El laberinto de agua (8 page)

—La oscuridad nos envuelve a todos, pero mientras nosotros, los miembros del sacro colegio cardenalicio, tropezamos con alguna pared por el bien del Sumo Pontífice, Lienart permanece tranquilo en el centro de la estancia.

Para cuando Kronauer finalizó su comentario, el resto de cardenales que le acompañaban se habían alejado para no ser vistos por el poderoso Lienart.

El padre Mahoney, por su parte, como secretario oficial, se encargaba de la agenda privada del cardenal y de sus asuntos paralelos, por definirlos de alguna forma.

Al entrar en el amplio y luminoso despacho oficial del secretario de Estado de la Santa Sede, justo debajo de las estancias del Sumo Pontífice, Mahoney observó una gran actividad debido a la visita del presidente galo.

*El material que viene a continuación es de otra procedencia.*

PR #328, opened 2024-10-31
Seperate out readme experiments from chart generation

scotts:
Makes the following changes:

1. Separates the _running_ of the experiments from the generation of the pretty graph we show to users. We want to do this so we can tweak the presentation without having to re-run experiments. We achieve this by:
    a. Splitting the current script into two: `generate_readme_data.py` and `generate_readme_chart.py`.
    b. Using a JSON file as the intermediary between the two.
2. Checks-in a new chart. It's very similar to the old one.
3. Checks-in the raw data backing up that chart as a JSON file - I think it's important to have the raw data around, and that we want the raw data and the graphs to match.


benchmarks/decoders/generate_readme_data.py
```diff
@@ -0,0 +1,73 @@
...
+        decoder_dict,
+        video_files_paths,
+        num_uniform_samples,
+        10,
+        False,
+    )
+
+    data_json = Path(__file__).parent / "benchmark_readme_data.json"
+    with open(data_json, "w") as write_file:
+        json.dump(df_data, write_file, sort_keys=True, indent=4)
```
ahmadsharif1, line 69: Is it worth dumping the list of results in a "results" key and separately another key with "metadata" that has metadata like machine info, etc.?

ahmadsharif1 (approved):
You can submit as it, but if it's decoupled like that we may want to have another key for non-test data like machine info, # of cpus, gpus, python version, etc.

benchmarks/decoders/generate_readme_data.py
scotts: Oh, yes, great idea. Let me do that now.

scotts: Done. Ideally we'd also get the model name like you can get from `cat /proc/cpuinfo`. It seems like `platform.processor()` used to return that, but now it seems to just be the same as `platform.machine()`. If we really want that, we can either use the [cpuinfo](https://pypi.org/project/py-cpuinfo/) library (which we'd have to install), or just read the proc filesystem ourselves.

scotts:
@ahmadsharif1, I added the machine metadata into the data file. We can improve it over time if we want to - I wish we had the processor model name and speed.

PR #329, opened 2024-11-01
Benchmark graph improvements

scotts:
Shared legend across all subplots; removes y-axis label when redundant.


ahmadsharif1:
The legend seems like it's out of the chart a bit. But you can iterate on it.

—¿Me ha hecho llamar, eminencia?

—Sí, padre Mahoney, pase, pase y siéntese mientras reviso los menús para el almuerzo del Santo Padre con el francés.

El cardenal estaba despachando en ese momento con el cocinero jefe del Palacio Apostólico y con su ayudante.

—Veamos, querido Luigi y querida sor Germana, qué nos van a preparar para esta ocasión... —dijo Lienart con cierto aire dubitativo y observando la lista de platos que le acababan de dar—. Como primer plato,
oeufs a la Medici
o
garganelli in brodo con rigaglie,
sopa de pasta con menudillo; como plato principal, truchas cocidas en suave y perfumado escabeche,
pascaline d'agneau a la royale,
cordero relleno, o espetón de carnes asadas con hierbas; como postre proponen arroz con leche endulzado con miel y castañas. Y, finalmente, con el café o el té,
panettone,
dulces vaticanos y huesos de santo. Esto estaría muy bien a juzgar cómo ese político francés está presionando al Vaticano —dijo en voz alta mientras observaba a su secretario y a sor Ernestina esbozar una ligera sonrisa—. Bien, démosle a ese francés
garganelli,
truchas y arroz con leche —ordenó el secretario de Estado.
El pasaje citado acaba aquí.